What makes Tom Hardy such a badass? That’s easy–everything. While some guys might be tough, others suave, and some just skilled with a weapon in their hand, Tom Hardy can do anything and everything that can leave a man broken.
This video from Movieclips Trailers, titled “5 Ways Tom Hardy Will F*** You Up,” is just the reminder we need about the greatness of Tom Hardy.
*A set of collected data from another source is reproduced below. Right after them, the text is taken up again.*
PR #4253, opened 2022-08-08
Fix cluster update when changing the order of SharedStorage 

chenwany:
### Description of changes
* Before the fix, update the cluster with changing the orders of multiple shared storages will fail with shared storages replacement. This is because the logical ID of the shared storages are determined by the order in which they appear.
With the fix, changing ShareStorage orders during update will work. The logical ID of the shared storages will be decided by the shared storage name.

### Tests
* Manually test with create and update cluster with switching share storage order.

### References

### Checklist

### DIFF
--- a/CHANGELOG.md
+++ b/CHANGELOG.md
@@ -12,6 +12,7 @@ CHANGELOG
 **BUG FIXES**
 - Fix validation of parameter `SharedStorage/EfsSettings`: now validation fails when `FileSystemId` is specified 
   along with other `SharedStorage/EfsSettings` parameters, whereas it was previously ignoring them.
+- Fix cluster update when changing the order of SharedStorage together with other changes in the configuration.
 
 3.2.0
 ------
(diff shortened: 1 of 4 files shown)


CHANGELOG.md
```diff
@@ -12,6 +12,7 @@ CHANGELOG
 **BUG FIXES**
 - Fix validation of parameter `SharedStorage/EfsSettings`: now validation fails when `FileSystemId` is specified 
   along with other `SharedStorage/EfsSettings` parameters, whereas it was previously ignoring them.
+- Fix cluster update when switching the order of SharedStorage configuration.
```
demartinofra: if I'm not wrong we don't support yet an update of this section. In that case this is not really a bug but will be part of adding support for shared FS updates.

enrico-usai: It's a bug because it's triggering the update of the shared storages when there are no changes on them except for the order. 
This issue is triggered only when there are other changes in the config.

So probably we should add something like:
`...together with other changes in the configuration.`

chenwany: We support update of some of the parameters in SharedStorage section, for example, IOPS, Throughput, DeletionPolicy. Changelog is updated to add `together with other changes in the configuration.`

enrico-usai (approved):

So what are the five ways Tom Hardy will ruin your s***?
1. He’ll Knock You Out
Like in Warrior, where Tom is finding redemption in an MMA ring, while you find yourself on your back after a flurry of Hardy punches to your head.
2. He’ll Shoot You Up
You think bootlegging Tom Hardy from Lawless is frightened by bullets whizzing by his head? You need to be mortal to fear such a thing. Meanwhile, Tom Hardy’s aim is always true, a fact you’ll know with your last breath.
3. He’ll Take Your Woman
You can shave his head and give him the old-timey-est of old-timey mustaches, like in Bronson, but that doesn’t mean your lady won’t be susceptible to the Tom Hardy charm of simply being Tom Hardy.
4. He’ll F*** Your Ship Up
Even Jean Luc Picard can find himself and the entire crew of the Enterprise at the mercy of Tom Hardy’s innate ability to destroy whatever he damn well wants, like in Star Trek: Nemesis.
5. He’ll Leave You For Dead
You think being a mega-famous movie star and international playboy like Leonardo DiCaprio would protect you from Hardy justice? Tom Hardy will just leave a bear to do his dirty work for you like in The Revenant.
And that’s just five movies of Tom Hardy being the baddest man alive. Damn. I wonder if it’s easy to be so Hardy.